Postby Sparky » 11 Nov 2016, 21:36

jorimt wrote:Is there a reason why someone with the equipment hasn't tested G-Sync combinations at this point?

As far as I know, no one has a clue what V-Sync is doing with G-Sync in that small range, and why it conceals the tearing seen at the bottom of the screen (without introducing full V-Sync behavior) that G-Sync + V-Sync off can not.

Well, if I had a g-sync monitor and an nvidia video card I would have.

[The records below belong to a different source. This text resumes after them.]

PR #3080, opened 2024-12-13
examples: add an example for polling a database

rockwotj:
As requested by popular demand.

### DIFF
--- a/config/examples/stateful_polling.yaml
+++ b/config/examples/stateful_polling.yaml
@@ -1,0 +1,101 @@
+# This example shows how to periodically poll postgres and fetch a series of records
+# saving a cursor in postgres of the last poll.
+input:
+  generate:
+    interval: '@every 5s'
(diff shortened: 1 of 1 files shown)


config/examples/stateful_polling.yaml
```diff
@@ -0,0 +1,101 @@
...
+      - stdout: {} # TODO: Do your actual output
+      # It's important that the last thing we do is save our state
+      # This allows at-least-once delivery semantics.
+      - processors:
+          # *Assuming* your processing is in order and the output is atomic
+          # then we only need to save the ID of the last message in the cache.
+          - select_parts:
+              parts: [-1]
+          - mapping: |
+              root.id = this.fetched.id
```
rockwotj, line 49: This should change to just looking for a `max` in the batch - it's probably simpler, and I certainly need an ORDER BY in the query above.

PR #3081, opened 2024-12-13
examples: add a postgres replication example using CDC

rockwotj:
Note that we can't dynamically do anything with the schema at the
moment, we don't emit schema changes and creating the migration
statements would require a complicated sql_raw output.

### DIFF
--- a/config/examples/cdc_replication.yaml
+++ b/config/examples/cdc_replication.yaml
@@ -1,0 +1,54 @@
+input:
+  postgres_cdc:
+    dsn: postgres://me:foobar@localhost:5432?sslmode=disable
+    include_transaction_markers: true
+    slot_name: test_slot_native_decoder
+    stream_snapshot: true
+    schema: public
+    tables: [my_src_table]
+    # Group by transaction, each message batch is all rows changed in a transaction
+    # this might be massive, but might be required for foreign key constraints
+    batching:
+      check: '@operation == "commit"'
+      period: 10s
+      processors:
+        # But drop the placeholder messages for start/end transaction
+        - mapping: |
+            root = if @operation == "begin" || @operation == "commit" {
+              deleted()
+            } else {
+              this
+            }
+output:
+  # Dispatch the write based on the operation metadata
+  switch:
+    strict_mode: true
+    cases:
+      - check: '@operation == "read" || @operation == "insert"'
+        output:
+          sql_insert:
+            driver: postgres
+            dsn: postgres://me:foobar@localhost:5432?sslmode=disable
+            table: my_dst_table
+            columns: [id, foo, bar]
+            args_mapping: root = [this.id, this.foo, this.bar]
+            init_statement: |
+              CREATE TABLE IF NOT EXISTS my_dst_table (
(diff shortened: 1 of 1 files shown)


config/examples/cdc_replication.yaml
```diff
@@ -0,0 +1,54 @@
...
+    include_transaction_markers: true
+    slot_name: test_slot_native_decoder
+    stream_snapshot: true
+    schema: public
+    tables: [my_src_table]
+    # Group by transaction, each message batch is all rows changed in a transaction
+    # this might be massive, but might be required for foreign key constraints
+    batching:
+      check: '@operation == "commit"'
+      period: 10s
```
mihaitodor, line 13: This might need a disclaimer that it needs to be large enough to account for massive transactions... Or maybe the `mapping` processor below should use batch-wide queries (`from_all().<insert sanity check here>` when `batch_index() == 0`) to determine if a transaction looks incomplete and throw an error?

mihaitodor (approved):
LGTM, just one small nitpick. Feel free to :shipit:

ligfx:
Two thoughts:

- If `@operation == "begin" || @operation == "commit"` isn't handled explicitly (i.e. they don't care about restraints, as many analytical warehouses don't), what do those messages look like? Will they mess up the following `SQL` code or are they just empty messages?

- Relying on `@operation` to choose `INSERT` and `UPDATE` is in general not safe and will do weird things if messages come out of order or get replayed. Usually, people will either do `INSERT ... ON CONFLICT` or `MERGE` to perform an upsert (and that's what the Kafka Connect JDBC Sink connector does in upsert mode).

  Possible approach using `MERGE` (requires Postgres >= 15):
```sql
sql_raw:
  driver: postgres
  dsn: postgres://michaelmaltese@localhost:5432/michaelmaltese?sslmode=disable
  args_mapping: |
    root = [ this.id, this.name, this.updated_at ]
  query: |
    MERGE INTO journey_apps3_cdc AS old
    USING (SELECT
      $1::integer id,
      $2 name,
      $3::timestamptz updated_at,
    ) AS new
    ON new.id = old.id
    WHEN MATCHED THEN
      UPDATE SET
        name = case when new.updated_at > old.updated_at OR old.updated_at is null THEN new.name ELSE old.name END,
        updated_at = greatest(new.updated_at, old.updated_at)
    WHEN NOT MATCHED THEN
      INSERT (id, name, updated_at) VALUES (
        new.id,
        new.name,
        new.updated_at
      )
    ;
```

ligfx (changes requested):
Upsert comment above. Sorry, I'm a bit rusty with GitHub!

config/examples/cdc_replication.yaml
rockwotj: Added a disclaimer! Thanks ❤️

rockwotj:
> Will they mess up the following SQL code or are they just empty messages?

Yes they are empty and will mess up stuff downstream.

rockwotj:
If you don't have foreign key restraints than batching by transaction is quite useless indeed.

PR #723, opened 2023-07-05
Remove map which is always empty

rubenporras:


sebthom (approved):

sebthom:
I stumbled on this myself and wondered if there is just some code missing and the map is actually useful for something. But as the saying in conventional medicine goes "If in doubt, cut it out" :)

mickaelistria (changes requested):
If I read it correctly, this issue highlights that `getParent` is never returning the right value, is it?
I would qualify it as a bug, worth being tracked in an issue first, as `getParent` is necessary for some things like expand or other operations on the viewer to work properly. Instead of getting rid of the map, we should make getParent work.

I am seriously considering building one of those devices (erm, if I'm at all capable) and testing myself. I do wish Nvidia was a little more transparent/communicative on the subject; it would have saved me lot of trouble :P
It's not particularly difficult, especially if you just duplicate what people have already built.
As far as I know, no one has a clue what V-Sync is doing with G-Sync in that small range, and why it conceals the tearing seen at the bottom of the screen (without introducing full V-Sync behavior) that G-Sync + V-Sync off can not.
Inside the VRR range, G-sync monitors have to change their refresh rate, but they don't know beforehand when a frame is going to finish, so they might have to either buffer the incoming frame until the start of the next refresh, or temporarily backpressure the GPU until the monitor can increase the rate it scans the LCD. Seems a bit weird, probably some legacy reason to do it that way instead of scanning at the maximum pixel clock and then sitting idle until the next frame arrives or a self refresh happens. Maybe something else is happening(like the instantaneous framerate is fluctuating between say 135 and 150 fps), hard to say.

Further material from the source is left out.